(Beginning of Input material)

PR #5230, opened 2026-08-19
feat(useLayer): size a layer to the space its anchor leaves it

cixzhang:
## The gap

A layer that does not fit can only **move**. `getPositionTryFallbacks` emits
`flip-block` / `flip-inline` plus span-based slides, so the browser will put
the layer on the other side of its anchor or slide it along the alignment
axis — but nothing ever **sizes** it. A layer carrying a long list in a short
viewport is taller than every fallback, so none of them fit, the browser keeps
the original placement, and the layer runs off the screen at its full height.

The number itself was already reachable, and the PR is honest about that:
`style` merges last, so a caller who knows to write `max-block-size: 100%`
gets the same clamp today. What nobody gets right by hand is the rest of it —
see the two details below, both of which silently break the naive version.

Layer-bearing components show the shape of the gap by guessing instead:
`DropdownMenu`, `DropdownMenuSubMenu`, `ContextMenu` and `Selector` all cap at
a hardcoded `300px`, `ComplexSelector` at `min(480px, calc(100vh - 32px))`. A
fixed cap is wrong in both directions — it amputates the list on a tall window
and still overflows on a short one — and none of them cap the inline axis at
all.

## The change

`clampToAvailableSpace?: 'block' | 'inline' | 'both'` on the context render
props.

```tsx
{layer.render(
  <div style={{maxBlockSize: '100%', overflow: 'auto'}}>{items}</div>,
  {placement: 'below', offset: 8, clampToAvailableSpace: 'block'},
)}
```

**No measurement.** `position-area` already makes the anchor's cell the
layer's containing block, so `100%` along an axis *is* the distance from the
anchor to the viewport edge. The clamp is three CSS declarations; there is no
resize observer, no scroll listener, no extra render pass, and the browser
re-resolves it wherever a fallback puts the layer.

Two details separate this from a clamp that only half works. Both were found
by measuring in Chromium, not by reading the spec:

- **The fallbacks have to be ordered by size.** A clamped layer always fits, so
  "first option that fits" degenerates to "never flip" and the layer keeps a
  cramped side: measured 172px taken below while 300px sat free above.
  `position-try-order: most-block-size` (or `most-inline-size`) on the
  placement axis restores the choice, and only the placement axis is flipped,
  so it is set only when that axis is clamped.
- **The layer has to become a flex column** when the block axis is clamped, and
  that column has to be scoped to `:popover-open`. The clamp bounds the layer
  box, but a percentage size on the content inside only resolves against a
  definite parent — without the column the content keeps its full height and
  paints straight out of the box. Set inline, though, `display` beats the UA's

(End of Input material)
(Beginning of Input material)

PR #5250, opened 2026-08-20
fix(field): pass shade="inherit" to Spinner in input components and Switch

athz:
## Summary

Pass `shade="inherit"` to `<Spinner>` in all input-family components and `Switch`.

(End of Input material)

How to complete this task:
What is asked for is an exact copy of the lines above from the one containing "PR #5230, opened 2026-08-19" through the one containing "re-resolves it wherever", and only those.

Answer space:
PR #5230, opened 2026-08-19
feat(useLayer): size a layer to the space its anchor leaves it

cixzhang:
## The gap

A layer that does not fit can only **move**. `getPositionTryFallbacks` emits
`flip-block` / `flip-inline` plus span-based slides, so the browser will put
the layer on the other side of its anchor or slide it along the alignment
axis — but nothing ever **sizes** it. A layer carrying a long list in a short
viewport is taller than every fallback, so none of them fit, the browser keeps
the original placement, and the layer runs off the screen at its full height.

The number itself was already reachable, and the PR is honest about that:
`style` merges last, so a caller who knows to write `max-block-size: 100%`
gets the same clamp today. What nobody gets right by hand is the rest of it —
see the two details below, both of which silently break the naive version.

Layer-bearing components show the shape of the gap by guessing instead:
`DropdownMenu`, `DropdownMenuSubMenu`, `ContextMenu` and `Selector` all cap at
a hardcoded `300px`, `ComplexSelector` at `min(480px, calc(100vh - 32px))`. A
fixed cap is wrong in both directions — it amputates the list on a tall window
and still overflows on a short one — and none of them cap the inline axis at
all.

## The change

`clampToAvailableSpace?: 'block' | 'inline' | 'both'` on the context render
props.

```tsx
{layer.render(
  <div style={{maxBlockSize: '100%', overflow: 'auto'}}>{items}</div>,
  {placement: 'below', offset: 8, clampToAvailableSpace: 'block'},
)}
```

**No measurement.** `position-area` already makes the anchor's cell the
layer's containing block, so `100%` along an axis *is* the distance from the
anchor to the viewport edge. The clamp is three CSS declarations; there is no
resize observer, no scroll listener, no extra render pass, and the browser
re-resolves it wherever a fallback puts the layer.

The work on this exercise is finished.